Three Ring Circus: Opening Tour Dates

“Welcome back my friends to the show that never ends.”
(Emerson, Lake and Palmer – 1974)

Yes, I’ve been on a one-month hiatus from writing while seeing to some very special tour dates at home — the THREE RING CIRCUS tour, that is.

You’ve seen the men in my life. Little Drummer Boy (because really what object couldn’t achieve it greatest functionality by being used as a drumstick) is my 3-year-old.  Bug is my 22-month-old. Those two provide much of the excitement in our show, although, my husband occasionally offers a contribution.  You may have also read my allusions and occasional complaints about being very pregnant in August in Mississippi.  Well, I am here to say that the very best thing about being pregnant in August in Mississippi is the prize you get for playing!

BabyGirl Montgomery was born August 30, 2008 at 12:47pm, and she is a Jewel!  She weighed in at 8 lbs, 8 oz and was bright eyed, healthy and hungry from her first moment under the bright lights!  Our THREE RING CIRCUS is complete and we are sold out on it.

My OB/GYN had been saying for months that we would probably have the baby a week or two early, so we were expecting to induce labor on September 2.  BabyGirl had other plans.  My water broke at the breakfast table, we checked into the hospital at 10:00am and she made her arrival at 12:47pm — what efficiency and 12 days before my due date! We were so fortunate to have an easy delivery and a healthy baby girl.  It was also a bonus that my doctor and our pediatrician were both on call for the Labor Day (ha!) weekend, so we all were well acquainted.
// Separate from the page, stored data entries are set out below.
PR #895, opened 2022-12-21
[RG-242] Include histograms into static timing report

TarasSydor:
Given PR finalizes statistical timing reports for Routing/Placement tasks and adds histogram table representation.

The histogram is recognized by its header and is parsed line by line, split into 5 values: From, To, Value, %, Histogram.
(I came up with column names myself, so suggestions\remarks are welcome)

It appears there was no way to indicate the alignment for a specific column (Histogram requires left alignment instead of default center), so the API has been extended to cover it.
>
Statistical reports now look as follows:
image

image


skyler-rs (approved):

KochynVolodymyr (approved):

ravic-rs (approved):
Looks good.

PR #900, opened 2022-12-22
[RG-247] Update log header logic to add header to any file w/ .rpt extension

skyler-rs:
> - [x] To address an existing issue. If so, please provide a link to the issue: RG-247

> - We explicitly add a header to specific .rpt files that we know about during a given task
>   - As a result, unknown .rpt's created by lower level systems were missed. (See link in jira for full break down of missed files and how they were found)
>
> - We now search the project folder for any *.rpt file and add our header to it
>    - Logic has been updated to only add the header if it doesn't already exist
>    - **NOTE:** This currently is non-recursive to protect against the potential case of some sub-task that creates a large number of files in a project sub folder... Not sure if this is a valid concern, but it doesn't hurt for now.
> - Explicit commands to add a header to a given file have been removed from each sub task now that they are dynamically covered.
> - The call to add all headers has been moved into a scope guard within `Compiler::RunCompileTask`
>    - The idea here is that since the main switch case in this function directly returns the results of a call to a given task, we can't call `AddHeadersToLogs` after the task runs unless we add it in a scope guard which will fire once `RunCompileTask` has finished the requested task and then it's scope exits.
>    - By calling `AddHeaderToLogs` here, we will dynamically catch .rpt's created by any task in the switch case even if more are added down the road or sub task report file name are changed etc.

> 
> - [x] Library: Compiler, Utils
> - [ ] Engine
> - [ ] Documentation
> - [x] Regression tests

> ### Testing
> - tests/TestGui/log_header.tcl has been updated to create a fake .rpt file before we run the analyze step and then we verify that this file gets a header added after the analyze step is run.
> - Manually tested in raptor w/ the following steps (see comment linked pr in RG-247 for full context):
>```
> build/bin/raptor --script tests/Testcases/oneff/raptor.tcl
> cd oneff_gemini
> head -n2 *.rpt
>```
>    - Used the output from the commands above to ensure that the previously missed files all have a log header now


ravic-rs (changes requested):
There's a CI problem with test and fake.rpt seems to be missing.

skyler-rs:
> There's a CI problem with test ~and fake.rpt seems to be missing.~

I don't see any failures: https://github.com/os-fpga/FOEDAG/actions/runs/3761705044

ravic-rs:
It went away on a re-run! Seemed like it was hung on a Qt build process.

Get Outlook for iOS<https://aka.ms/o0ukef>

ravic-rs (approved):

PR #907, opened 2022-12-27
[RG-252] Implemented Timing_Analysis parser for reports and messages

TarasSydor:
This task completes RG-252 ticket and introduces parser for Timing Analysis task.

Parser is represented as newly introduced TimingAnalysisReportMessages, that does file parsing and fills Messages with all the reports data. Following reports are available:
- Resource usage;
image

- Circuit statistics; 
image

- Timing report.
image

Reports parsing logic is similar to Routing/Placement tasks, so could be reused. Circuit statistics split was moved to Abstract level, as it's common for Routing and Timing_Analysis.

Messages tab looks as follows:
image


src/Compiler/CompilerDefines.h
```diff
@@ -108,6 +108,7 @@ static constexpr const char *PLACEMENT_TIMING_LOG{"post_place_timing.rpt"};
 static constexpr const char *ROUTING_LOG{"routing.rpt"};
 static constexpr const char *ROUTING_TIMING_LOG{"post_route_timing.rpt"};
 static constexpr const char *TIMING_ANALYSIS_LOG{"timing_analysis.rpt"};
+static constexpr const char *TA_TIMING_LOG{"ta_timing_analysis.rpt"};
```
ravic-rs, line 111: Assuming TA is tatum, why do we have a separate report file for this ? We will either have tatum or sta so it should go into same rpt file.

TarasSydor: Actually TA doesn't stand for Tatum :) it's just there in order not to name the file timing_analysis_timing_analysis.rpt
will try to come up with another name

ravic-rs (approved):

PR #912, opened 2022-12-29
[RG-259] Add timing limits verification for sdc file

KochynVolodymyr:

For the command create_clock added verification of the -period value. This value should be between 0.1 and 1000. Unit is ns.
In case value is out of the range - error is generated:
image

 - [x] Library: compiler
 - [ ] Engine
 - [ ] Documentation
 - [ ] Regression tests


ravic-rs (approved):
The `constexpr auto TimingLimitErrorMessage{"Invalid setting for -period: 0.1 1000"};` needs to abstracted into a generic invalid setting message capable of display both the setting and range as applicable.
We will rework this as part of the logging restructure.

PR #931, opened 2023-01-11
[RG-265] Update clean tasks: remove logs, call downstream clean commands

KochynVolodymyr:
 - [x] To address an existing issue. If so, please provide a link to the issue: RG-265

1. Remove all files from the task when user run Clean. 
2. Run recursively Clean task starting from the last (bitstream generation) till the task requested by user.
3. Cleanup code for `TaskManager::run`. 

New virtual method `GetCleanFiles` should return a list of files which need to remove when Clean is running.
`copyLog` become a static member because it is used in upstream.

 - [x] Library: compiler, utils
 - [ ] Engine
 - [ ] Documentation
 - [ ] Regression tests


src/Compiler/CompilerOpenFPGA.cpp
```diff
@@ -789,6 +789,117 @@ bool CompilerOpenFPGA::DesignChanged(
...
+          "check_rr_node_warnings.log",
+          "packing_pin_util.rpt",
+          "pre_pack.report_timing.setup.rpt",
+          std::string{projectName + "_openfpga.sdc"},
+          std::string{projectName + "_post_synth_ports.json"},
+          "vpr_stdout.log",
+          PACKING_LOG,
+      };
+      break;
+    case Compiler::Action::Detailed:
```
ravic-rs, line 825: Why Detailed ?
```suggestion
    case Compiler::Action::Placement:
```

src/Compiler/CompilerOpenFPGA.cpp
```diff
@@ -789,6 +789,117 @@ bool CompilerOpenFPGA::DesignChanged(
...
+          std::string{projectName + "_post_synth.blif"},
+          std::string{projectName + "_post_synth.edif"},
+          std::string{projectName + "_post_synth.v"},
+          std::string{projectName + "_post_synth.vhd"},
+          std::string{projectName + ".ys"},
+          std::string{projectName + "_synth.log"},
+          SYNTHESIS_LOG,
+      };
+      break;
+    case Compiler::Action::Pack:
```
ravic-rs, line 812:
```suggestion
    case Compiler::Action::Packing:
```

skyler-rs (approved):

ravic-rs:
Note for future: This is a temporary/stop-gap solution to cleaning files for each task. When we get to restructuring the folders and files with a project directory we won't need to hard-code the paths of each files separately to clean.

src/Compiler/CompilerOpenFPGA.cpp
KochynVolodymyr: Here are the changes:
image
Are you sure?

ravic-rs: Ok, let's leave as it is. We should change that to Placement later on. It's an artifact coming from old PR.
https://github.com/os-fpga/FOEDAG/pull/400/files

ravic-rs (approved):

PR #957, opened 2023-01-27
[RG-231] Status icon align to center

KochynVolodymyr:
 - [x] To address an existing issue. If so, please provide a link to the issue: RG-231

Align status icon to the center:
image

 - [x] Library: compiler
 - [ ] Engine
 - [ ] Documentation
 - [ ] Regression tests

### DIFF
--- a/src/Compiler/TaskTableView.cpp
+++ b/src/Compiler/TaskTableView.cpp
@@ -263,13 +263,26 @@ void TaskTableView::TasksDelegate::paint(QPainter *painter,
     if (statusData.type() == QVariant::Bool) {
       label->setMovie(m_inProgressMovie);
       // Place the animation to cells left side, similar to other decorations
-      label->move(m_view.visualRect(index).topLeft());
+      label->move(m_view.visualRect(index).center() -
+                  (label->rect().center() - QPoint{6, 0}));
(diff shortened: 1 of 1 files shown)


src/Compiler/TaskTableView.cpp
```diff
@@ -263,13 +263,26 @@ void TaskTableView::TasksDelegate::paint(QPainter *painter,
...
+      label->move(m_view.visualRect(index).center() -
+                  (label->rect().center() - QPoint{6, 0}));
       m_inProgressMovie->start();
       return;
     } else {
       // Reset the movie when task is no longer in progress
       label->setMovie(nullptr);
     }
+
+    QStyleOptionViewItem opt = option;
```
ravic-rs, line 275: What is this code trying to do ?

KochynVolodymyr: Create new object `opt` and copy all data from object `option`. Copy constructor is used here.

ravic-rs: For alignment, I see the code above but didn't follow why we need this change.

KochynVolodymyr: This code need for alignment. What exactly is not clear?

PR #960, opened 2023-01-31
[RG-237] Save settings when script has finished all tcl commands

KochynVolodymyr:
 - [x] To address an existing issue. If so, please provide a link to the issue: RG-237

Make sure all settings saved after script has finished execution.

 - [x] Library: foedagcore
 - [ ] Engine
 - [ ] Documentation
 - [ ] Regression tests


ravic-rs (approved):
This is a quick-fix for saving settings in script mode. We need to re-write just so that we can separate the settings from the dialog window.
The same will be true for the batch mode which creates project folder etc. but the settings will not be saved.

PR #1022, opened 2023-03-06
[RG-347] Add options for the packing task

KochynVolodymyr:

New options for packing task were added:
image

 - [x] Library: utils, foedagcore
 - [ ] Engine
 - [ ] Documentation
 - [x] Regression tests


etc/settings/settings_test.json
```diff
@@ -257,6 +257,16 @@
 		"default": "Verilog",
 		"arg": "netlist_lang"
 	    },
+	    "allow_unrelated_clustering": {
+                "label": "Allow unrelated clustering",
+                "widgetType": "checkbox",
```
ravic-rs, line 262: By default, both should be "checked" as in "on"

ravic-rs (commented):
Need to set the default state of both checkboxes to checked.

etc/settings/settings_test.json
KochynVolodymyr: This is done in upstream

PR #528, opened 2023-07-13
Introduce initial-idle-shutdown-timeout-s

haaawk:
This new parameter makes it possible to define different
idle shutdown timeout for instance that has been started
but never received any requests.

It is useful for maintainance operations like periodic syncing
replica with the primary even when the replica does not serve
any requests at the moment. The assumption is that such maintainance
operation could wake up the replica for much shorter time than
idle-shutdown-timeout used after receiving actual user request.

### DIFF
--- a/sqld/src/main.rs
+++ b/sqld/src/main.rs
@@ -122,6 +122,12 @@ struct Cli {
     #[clap(long, env = "SQLD_IDLE_SHUTDOWN_TIMEOUT_S")]
     idle_shutdown_timeout_s: Option<u64>,
 
+    /// Like idle_shutdown_timeout_s but used only once after the server is started.
+    /// After that server either is shut down because it does not receive any requests
+    /// or idle_shutdown_timeout_s is used moving forward.
+    #[clap(long, env = "SQLD_INITIAL_IDLE_SHUTDOWN_TIMEOUT_S")]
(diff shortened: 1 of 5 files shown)


sqld/src/main.rs
```diff
@@ -122,6 +122,12 @@ struct Cli {
     #[clap(long, env = "SQLD_IDLE_SHUTDOWN_TIMEOUT_S")]
     idle_shutdown_timeout_s: Option<u64>,
 
+    /// Like idle_shutdown_timeout_s but used only once after the server is started.
+    /// After that server either is shut down because it does not receive any requests
+    /// or idle_shutdown_timeout_s is used moving forward.
+    #[clap(long, env = "SQLD_INITIAL_IDLE_SHUinitialTDOWN_TIMEOUT_S")]
```
MarinPostma, line 128:
```suggestion
    #[clap(long, env = "SQLD_INITIAL_IDLE_SHUTDOWN_TIMEOUT_S")]
```

MarinPostma (changes requested):

MarinPostma:
otherwise LGTM

sqld/src/main.rs
haaawk: Thanks for catching this.

MarinPostma (approved):

PR #534, opened 2023-07-19
sqld: Remove external `protoc` dependency

penberg:
Let's use the `protobuf-src` crate to remove the dependency to external `protoc` to simplify the build process.


haaawk (approved):
LGTM
I think you could also clean up https://github.com/libsql/sqld/blob/main/Dockerfile#L5

psarna (approved):

PR #549, opened 2023-07-25
Use cargo-chef

haaawk:
cargo-chef allows to split downloading and building dependencies from building the actual project. This allows docker to cache a layer that downloads and builds dependencies and rebuild only the project instead.

This change reduced the incremental build for me by over 60% from 327s to 130s.

### DIFF
--- a/Dockerfile
+++ b/Dockerfile
@@ -1,10 +1,27 @@
 # build sqld
-FROM rust:slim-bullseye AS builder
+FROM rust:slim-bullseye AS chef
 RUN apt update \
     && apt install -y libclang-dev clang \
         build-essential tcl protobuf-compiler file \
         libssl-dev pkg-config git\
-    && apt clean
+    && apt clean \
+    && cargo install cargo-chef
+# We need to install and set as default the toolchain specified in rust-toolchain.toml
+# Otherwise cargo-chef will build dependencies using wrong toolchain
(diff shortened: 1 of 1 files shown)


Dockerfile
```diff
@@ -1,10 +1,27 @@
...
+    && apt clean \
+    && cargo install cargo-chef
+# We need to install and set as default the toolchain specified in rust-toolchain.toml
+# Otherwise cargo-chef will build dependencies using wrong toolchain
+# This also prevents planner and builder steps from installing the toolchain over and over again
+COPY rust-toolchain.toml rust-toolchain.toml
+RUN cat rust-toolchain.toml | grep "channel" | awk '{print $3}' | sed 's/\"//g' > toolchain.txt \
+    && rustup update $(cat toolchain.txt) \
+    && rustup default $(cat toolchain.txt) \
+    && rm toolchain.txt rust-toolchain.toml
```
LucioFranco, line 16: Is this still needed? If the toolchain file is in the root of the cargo workspace it should pick it up?

haaawk: It is entirely possible. Let me check and get back to you :)

haaawk: Actually even if rust-toolchain.toml is picked up. Not running rustup update here will cause the toolchain to be installed on each step instead of installing it once so this way it's faster and cached better.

Daddy is quite smitten already.  He’s been reminding himself for months, “I’m going to be the parent here.” But, we all know just who will be wrapped around who’s finger. Drummer Boy and Squiggle Man are enjoying having their little “seester” on the outside and Mommy’s full lap at their disposal.  Drummer Boy’s chief concern was “what is in your tummy now?”  On the morning we brought Baby Girl home, I let him know it was the hospital french toast I’d had for breakfast.  Since then, he’s been eager to help us take care of BabyGirl by fetching her poppy (read pacifier), patting her back and looking at her dirty britches (read #2 diaper).  Squiggle Man was quite confused while we were in the hospital, but has since begun to alert us of Maggie’s presence by shouting “Bee Bee” (read Baby) each time he sees her or her basinette.  Like Drummer Boy, he also brings BabyGirl her poppy,  and tries his best to get it in her mouth.  Since she hasn’t quite figured out how to keep it in her mouth, he raises his hands in confusion as if to say “this one must be broken.”  He also is quick to point o the basinette and say “bee-add” (read bed) when he thinks Mommy needs to put BabyGirl down and read to him!

Step right up!  The three rings are now complete, the show is on, and we are having a blast juggling all the blessings.